> [Requirement] Look below for lines that hold the string "places" and copy each one.

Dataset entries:
-- Opening Marker --
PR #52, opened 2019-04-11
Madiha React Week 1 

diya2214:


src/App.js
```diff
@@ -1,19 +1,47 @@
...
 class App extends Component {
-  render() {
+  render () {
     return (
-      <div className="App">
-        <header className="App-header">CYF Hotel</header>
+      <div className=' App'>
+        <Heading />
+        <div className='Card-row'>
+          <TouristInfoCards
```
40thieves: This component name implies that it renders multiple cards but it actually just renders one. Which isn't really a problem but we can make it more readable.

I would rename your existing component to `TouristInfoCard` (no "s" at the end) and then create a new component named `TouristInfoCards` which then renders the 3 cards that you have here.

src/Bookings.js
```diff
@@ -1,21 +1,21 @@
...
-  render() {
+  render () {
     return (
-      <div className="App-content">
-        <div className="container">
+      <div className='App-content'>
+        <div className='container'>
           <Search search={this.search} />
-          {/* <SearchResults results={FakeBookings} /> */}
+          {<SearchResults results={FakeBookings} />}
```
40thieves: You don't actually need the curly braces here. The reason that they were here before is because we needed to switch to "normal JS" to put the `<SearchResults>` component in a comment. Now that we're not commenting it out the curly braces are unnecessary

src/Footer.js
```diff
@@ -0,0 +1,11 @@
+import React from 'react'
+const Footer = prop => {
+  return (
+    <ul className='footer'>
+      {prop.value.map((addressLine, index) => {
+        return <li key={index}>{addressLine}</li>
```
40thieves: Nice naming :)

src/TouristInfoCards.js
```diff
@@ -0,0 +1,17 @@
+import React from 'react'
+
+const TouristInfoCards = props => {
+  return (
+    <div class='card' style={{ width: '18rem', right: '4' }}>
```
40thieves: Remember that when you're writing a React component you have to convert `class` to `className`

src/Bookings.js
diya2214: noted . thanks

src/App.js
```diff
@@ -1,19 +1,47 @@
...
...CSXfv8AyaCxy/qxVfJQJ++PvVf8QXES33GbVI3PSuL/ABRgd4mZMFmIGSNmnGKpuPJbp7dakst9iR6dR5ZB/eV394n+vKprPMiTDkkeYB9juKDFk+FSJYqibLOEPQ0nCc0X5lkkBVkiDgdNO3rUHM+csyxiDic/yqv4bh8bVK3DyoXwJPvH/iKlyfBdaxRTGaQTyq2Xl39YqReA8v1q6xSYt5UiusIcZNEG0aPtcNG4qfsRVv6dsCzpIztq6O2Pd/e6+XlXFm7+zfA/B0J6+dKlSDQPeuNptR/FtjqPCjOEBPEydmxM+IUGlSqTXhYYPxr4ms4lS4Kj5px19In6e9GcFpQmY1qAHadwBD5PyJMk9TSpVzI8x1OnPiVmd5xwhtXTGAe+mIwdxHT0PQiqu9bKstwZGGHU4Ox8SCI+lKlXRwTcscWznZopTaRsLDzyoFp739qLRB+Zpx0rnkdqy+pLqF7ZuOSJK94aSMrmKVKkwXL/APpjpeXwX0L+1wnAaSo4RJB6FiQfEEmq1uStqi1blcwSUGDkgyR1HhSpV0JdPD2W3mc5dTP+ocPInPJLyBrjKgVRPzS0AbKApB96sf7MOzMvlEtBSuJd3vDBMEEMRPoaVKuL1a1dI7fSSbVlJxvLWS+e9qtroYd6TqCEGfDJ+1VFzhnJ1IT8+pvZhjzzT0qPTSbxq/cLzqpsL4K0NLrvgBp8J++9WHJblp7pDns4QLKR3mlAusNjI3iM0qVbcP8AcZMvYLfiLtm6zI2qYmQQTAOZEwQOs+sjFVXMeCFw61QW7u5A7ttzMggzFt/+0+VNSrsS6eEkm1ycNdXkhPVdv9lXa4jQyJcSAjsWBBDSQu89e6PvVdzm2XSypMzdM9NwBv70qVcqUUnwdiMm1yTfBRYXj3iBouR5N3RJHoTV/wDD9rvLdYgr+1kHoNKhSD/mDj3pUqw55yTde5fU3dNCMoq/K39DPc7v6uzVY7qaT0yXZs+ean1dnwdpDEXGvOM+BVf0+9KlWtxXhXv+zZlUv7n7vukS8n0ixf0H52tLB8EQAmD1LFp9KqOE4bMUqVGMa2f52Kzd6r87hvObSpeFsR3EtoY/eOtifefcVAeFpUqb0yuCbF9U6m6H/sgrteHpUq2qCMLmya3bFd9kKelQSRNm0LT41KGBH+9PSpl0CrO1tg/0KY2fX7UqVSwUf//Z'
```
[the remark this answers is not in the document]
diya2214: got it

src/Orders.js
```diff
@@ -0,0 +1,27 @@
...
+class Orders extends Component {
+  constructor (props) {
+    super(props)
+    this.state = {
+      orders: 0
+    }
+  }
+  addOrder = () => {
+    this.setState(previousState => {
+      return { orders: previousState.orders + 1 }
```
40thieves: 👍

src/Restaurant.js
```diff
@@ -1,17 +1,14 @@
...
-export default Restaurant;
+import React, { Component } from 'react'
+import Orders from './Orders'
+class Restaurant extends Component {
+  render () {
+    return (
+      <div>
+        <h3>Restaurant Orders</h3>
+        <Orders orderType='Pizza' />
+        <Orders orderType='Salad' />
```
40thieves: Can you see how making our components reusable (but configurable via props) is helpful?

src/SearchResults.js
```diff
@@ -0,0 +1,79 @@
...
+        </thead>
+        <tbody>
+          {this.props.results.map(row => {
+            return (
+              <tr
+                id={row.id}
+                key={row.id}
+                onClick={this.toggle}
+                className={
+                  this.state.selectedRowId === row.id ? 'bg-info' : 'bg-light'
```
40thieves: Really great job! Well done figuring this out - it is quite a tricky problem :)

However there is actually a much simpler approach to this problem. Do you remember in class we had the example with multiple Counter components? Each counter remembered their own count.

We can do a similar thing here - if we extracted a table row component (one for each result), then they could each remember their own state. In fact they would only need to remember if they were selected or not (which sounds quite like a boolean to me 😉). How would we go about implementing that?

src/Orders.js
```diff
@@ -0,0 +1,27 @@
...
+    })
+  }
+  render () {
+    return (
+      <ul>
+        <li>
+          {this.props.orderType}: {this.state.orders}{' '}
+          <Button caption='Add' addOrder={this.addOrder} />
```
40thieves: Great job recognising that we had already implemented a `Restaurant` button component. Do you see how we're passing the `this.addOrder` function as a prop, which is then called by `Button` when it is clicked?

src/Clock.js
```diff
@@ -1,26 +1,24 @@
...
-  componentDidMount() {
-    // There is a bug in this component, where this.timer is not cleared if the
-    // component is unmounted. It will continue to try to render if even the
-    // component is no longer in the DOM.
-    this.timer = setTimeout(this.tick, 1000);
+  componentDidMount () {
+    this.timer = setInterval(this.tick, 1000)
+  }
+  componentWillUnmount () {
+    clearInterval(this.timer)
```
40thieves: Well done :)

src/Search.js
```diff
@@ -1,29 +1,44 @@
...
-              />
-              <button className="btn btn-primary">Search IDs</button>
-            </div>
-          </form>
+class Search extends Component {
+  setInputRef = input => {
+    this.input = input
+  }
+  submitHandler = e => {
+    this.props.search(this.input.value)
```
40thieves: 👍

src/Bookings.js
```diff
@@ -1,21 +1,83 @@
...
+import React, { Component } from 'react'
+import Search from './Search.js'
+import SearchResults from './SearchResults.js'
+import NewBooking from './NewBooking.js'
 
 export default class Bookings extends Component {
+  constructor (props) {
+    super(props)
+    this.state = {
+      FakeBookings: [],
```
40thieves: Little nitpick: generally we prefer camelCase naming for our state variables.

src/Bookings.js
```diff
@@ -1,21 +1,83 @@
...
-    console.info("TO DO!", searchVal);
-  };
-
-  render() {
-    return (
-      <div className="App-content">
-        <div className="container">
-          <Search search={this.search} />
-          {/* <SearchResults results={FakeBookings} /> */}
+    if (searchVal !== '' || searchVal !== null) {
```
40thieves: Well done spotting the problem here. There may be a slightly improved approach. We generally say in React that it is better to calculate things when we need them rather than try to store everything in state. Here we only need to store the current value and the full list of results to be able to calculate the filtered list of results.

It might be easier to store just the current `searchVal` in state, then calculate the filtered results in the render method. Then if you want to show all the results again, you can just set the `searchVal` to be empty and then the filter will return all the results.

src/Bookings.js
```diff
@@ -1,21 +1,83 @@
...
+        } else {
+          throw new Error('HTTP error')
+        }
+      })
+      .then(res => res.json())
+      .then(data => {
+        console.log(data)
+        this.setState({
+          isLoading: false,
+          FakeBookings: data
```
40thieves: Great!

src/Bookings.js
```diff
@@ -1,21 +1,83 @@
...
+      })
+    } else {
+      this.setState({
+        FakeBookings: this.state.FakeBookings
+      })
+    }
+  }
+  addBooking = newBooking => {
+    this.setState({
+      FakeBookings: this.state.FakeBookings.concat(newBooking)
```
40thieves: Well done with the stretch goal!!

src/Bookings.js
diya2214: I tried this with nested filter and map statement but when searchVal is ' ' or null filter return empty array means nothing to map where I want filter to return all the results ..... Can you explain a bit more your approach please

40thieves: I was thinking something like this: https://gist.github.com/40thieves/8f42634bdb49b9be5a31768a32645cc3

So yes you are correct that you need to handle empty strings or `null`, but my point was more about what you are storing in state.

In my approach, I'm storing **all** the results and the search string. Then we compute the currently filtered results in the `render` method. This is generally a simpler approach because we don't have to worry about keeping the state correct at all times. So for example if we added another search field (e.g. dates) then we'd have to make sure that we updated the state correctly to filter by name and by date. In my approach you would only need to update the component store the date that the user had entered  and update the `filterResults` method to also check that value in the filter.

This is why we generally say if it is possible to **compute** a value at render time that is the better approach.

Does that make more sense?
-- Closing Marker --
-- Opening Marker --
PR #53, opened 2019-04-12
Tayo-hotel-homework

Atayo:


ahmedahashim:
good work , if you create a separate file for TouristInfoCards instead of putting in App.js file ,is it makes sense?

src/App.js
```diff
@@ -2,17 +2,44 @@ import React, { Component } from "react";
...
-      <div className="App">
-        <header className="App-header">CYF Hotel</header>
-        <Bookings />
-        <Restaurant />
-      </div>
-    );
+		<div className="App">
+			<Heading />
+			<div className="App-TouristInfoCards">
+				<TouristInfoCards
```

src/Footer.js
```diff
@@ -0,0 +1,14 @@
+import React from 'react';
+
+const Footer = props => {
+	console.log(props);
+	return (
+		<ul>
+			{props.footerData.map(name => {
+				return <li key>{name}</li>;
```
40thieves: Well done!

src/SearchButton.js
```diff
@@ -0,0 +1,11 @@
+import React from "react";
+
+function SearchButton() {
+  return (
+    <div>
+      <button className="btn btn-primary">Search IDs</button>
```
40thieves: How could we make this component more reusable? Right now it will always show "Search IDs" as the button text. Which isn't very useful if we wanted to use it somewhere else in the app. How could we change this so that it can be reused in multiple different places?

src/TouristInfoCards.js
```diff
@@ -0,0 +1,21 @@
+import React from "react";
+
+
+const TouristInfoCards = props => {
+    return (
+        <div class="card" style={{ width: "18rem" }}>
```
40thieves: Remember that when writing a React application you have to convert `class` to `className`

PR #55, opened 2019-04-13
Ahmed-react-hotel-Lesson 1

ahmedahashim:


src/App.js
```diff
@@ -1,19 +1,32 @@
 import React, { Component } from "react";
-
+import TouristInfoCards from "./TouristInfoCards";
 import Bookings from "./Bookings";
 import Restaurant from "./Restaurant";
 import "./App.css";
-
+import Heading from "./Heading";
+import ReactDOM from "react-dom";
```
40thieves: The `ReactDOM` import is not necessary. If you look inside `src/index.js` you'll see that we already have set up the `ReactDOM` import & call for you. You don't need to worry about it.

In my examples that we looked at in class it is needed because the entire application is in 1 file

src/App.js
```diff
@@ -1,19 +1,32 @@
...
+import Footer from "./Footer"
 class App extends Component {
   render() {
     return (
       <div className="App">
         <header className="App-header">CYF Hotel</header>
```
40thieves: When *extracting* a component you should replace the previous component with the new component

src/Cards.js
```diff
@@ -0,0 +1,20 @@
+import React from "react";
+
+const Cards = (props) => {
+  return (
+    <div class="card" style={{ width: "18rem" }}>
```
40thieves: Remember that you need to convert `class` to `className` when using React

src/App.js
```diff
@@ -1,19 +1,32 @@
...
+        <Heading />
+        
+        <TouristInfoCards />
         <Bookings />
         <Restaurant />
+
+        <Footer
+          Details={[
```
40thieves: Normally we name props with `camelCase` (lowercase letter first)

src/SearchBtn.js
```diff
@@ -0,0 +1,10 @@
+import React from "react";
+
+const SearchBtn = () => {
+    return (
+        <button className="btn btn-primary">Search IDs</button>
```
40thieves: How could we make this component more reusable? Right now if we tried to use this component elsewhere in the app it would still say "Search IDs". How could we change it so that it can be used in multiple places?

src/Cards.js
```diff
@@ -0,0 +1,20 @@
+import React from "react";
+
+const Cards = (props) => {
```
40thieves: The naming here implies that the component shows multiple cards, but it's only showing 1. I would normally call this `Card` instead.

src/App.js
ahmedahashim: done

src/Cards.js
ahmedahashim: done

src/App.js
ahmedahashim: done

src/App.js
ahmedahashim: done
-- Closing Marker --
> [Result below]
40thieves: How could we make this component more reusable? Right now it will always show "Search IDs" as the button text. Which isn't very useful if we wanted to use it somewhere else in the app. How could we change this so that it can be reused in multiple different places?
40thieves: How could we make this component more reusable? Right now if we tried to use this component elsewhere in the app it would still say "Search IDs". How could we change it so that it can be used in multiple places?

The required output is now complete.